Sappho, fragment, Melanie Kronick Bookout

Amy Casey, Overwhelm, 2019, Acrylic on Panel, 36″ X 36″

 


Sappho, fragment

 

Who will get my red hair? Who inherits: Starling,
starling, I’ll let thee out, cost what it will.

My daughter, this is for you, should the gods
have wished to have allowed it;

unpregnant as I am.
My aunt said: Babies wait, or come

not when you beckon. Descend or no,
return when un-reckoned, or are called back.

My would-be Daughter, Beloved evermore,
elsewhere. Angel unaware?

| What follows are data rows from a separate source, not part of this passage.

PR #732, opened 2017-04-29
Validate HostConfig.extraHosts

### LINKED ISSUE #699: extraHosts(): check parameters to shield from docker daemon panic
With docker version `1.12.6, build 78d1802` and docker-client 8.1.3-SNAPSHOT from ~1 week ago, I ran into [docker issue #20997](https://github.com/docker/docker/issues/20997) when supplying wrong parameters to the `hostConfig`'s `extraHosts` parameter.

E.g., when wrongly passing in `extraHosts("host", "alias")` instead of `...("host:alias")`, as I mistakenly did, I'd prefer to get an IllegalArgumentException because the host alias is not properly formatted.

Although it is a docker daemon bug (producing an `out of bounds` error instead of returning the proper cause (illegal argument), it would save devs some time when the library could check the parameters first.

Unwary.

Do you hear me when I sing?

___________________________
Melanie Kronick Bookout

 

Review by Jared Pearce

The consideration of motherhood, of what I am told and of which I can only guess as the deep connection forged between a woman who internally supports the growth of a human being, is for me quite fascinating, and this poem drives into the consideration a mother has for an unborn daughter. I am neither a mother, nor, even as a father, do I have any daughters. But this is why I find the poem so beautiful: the images allow for a greater sense of longing, of desire, of loneliness that reaches to us all. The initial image of the caged starling that will be released, the reliance on divinity or fate for a child, the final sense of hope that the daughter will have access to the speaker’s longing—a sense of unfulfilled promise, a sense of loss—touches many, perhaps all, of us. Because the hope, the poem, is built in such beauty, I join with the speaker in hope that the daughter—that the reader—will hear the song, the poem, the want. At the end, then, the question of the fragment might still be asked: is the poem, the daughter, the speaker, the reader, or the desire the fragment? I guess, yes, and no.